Chern numbers ratios of surfaces with big cotangent bundle

Abstract: Bigness of the cotangent bundle of a projective manifold is the condition that the growth of the space of sections of the symmetric powers of the cotangent bundle is maximal. The condition implies that the manifold is of general type, that is, its canonical bundle $K_X$ satisfies the same condition.
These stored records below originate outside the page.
PR #8647, opened 2019-01-26
PR: Provide graphical options to configure the PyLS

### LINKED ISSUE #3064: Allow users to configure PEP8 options

I would like to have a GUI option in the  Tools->Preferences->Editor menu in Spyder so as to increase maximum line length in Spyder Editor and enforce remaining PEP8 standards
1. 
2. 
3. 

Pls. also refer to comment by Carlos in the below link: 
http://stackoverflow.com/questions/26426689/python-how-to-tell-spyders-style-analysis-pep8-to-read-from-a-setup-cfg-or-inc
- Spyder Version: 2.3.8
- Python Version:2.7
- Operating system:Windows
## Dependencies

and paste the contents below:

### LINKED ISSUE #8816: Deleting a server in the LSP preferences pane when only one is present raises exceptions
## Problem Description

With default preferences, deleting the only server listed in the LSP preference pane will cause an exception immediately, and further exceptions when clicking anywhere within the pane. Clearly, these routines are expecting at least one server to be present, and not handling the case if none are.

1. Select only (default) LSP server in the list in the LSP preference pane.
2. Press ``Delete currently selected server``

Immediately on clicking delete

```python-traceback

  File "C:\Users\C. A. M. Gerlach\Documents\dev\SpyderDev\spyder\spyder\preferences\languageserver.py", line 646, in delete_server
    self.table.delete_server(idx)
  File "C:\Users\C. A. M. Gerlach\Documents\dev\SpyderDev\spyder\spyder\preferences\languageserver.py", line 554, in delete_server
    self.adjust_cells()
  File "C:\Users\C. A. M. Gerlach\Documents\dev\SpyderDev\spyder\spyder\preferences\languageserver.py", line 524, in adjust_cells
    self.setColumnWidth(CMD, max(names))
ValueError: max() arg is an empty sequence

```

Clicking in the pane thereafter:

If an algebraic surface $X$ has a big cotangent bundle, then $X$ satisfies Green-Griffiths-Lang conjecture. This talk examines the implication of our CMS-criterion for bigness of the cotangent  bundle, a condition about numerical invariants of $X$, towards the possible ratios of the Chern numbers $c_1^2=K_X^2$ and $c_2=\xi_{top}(X)$ of surfaces $X$ with big cotangent bundle. We present several conjectures concerning  these ratios motivated by the CMS-criterion and  examples supporting the conjectures.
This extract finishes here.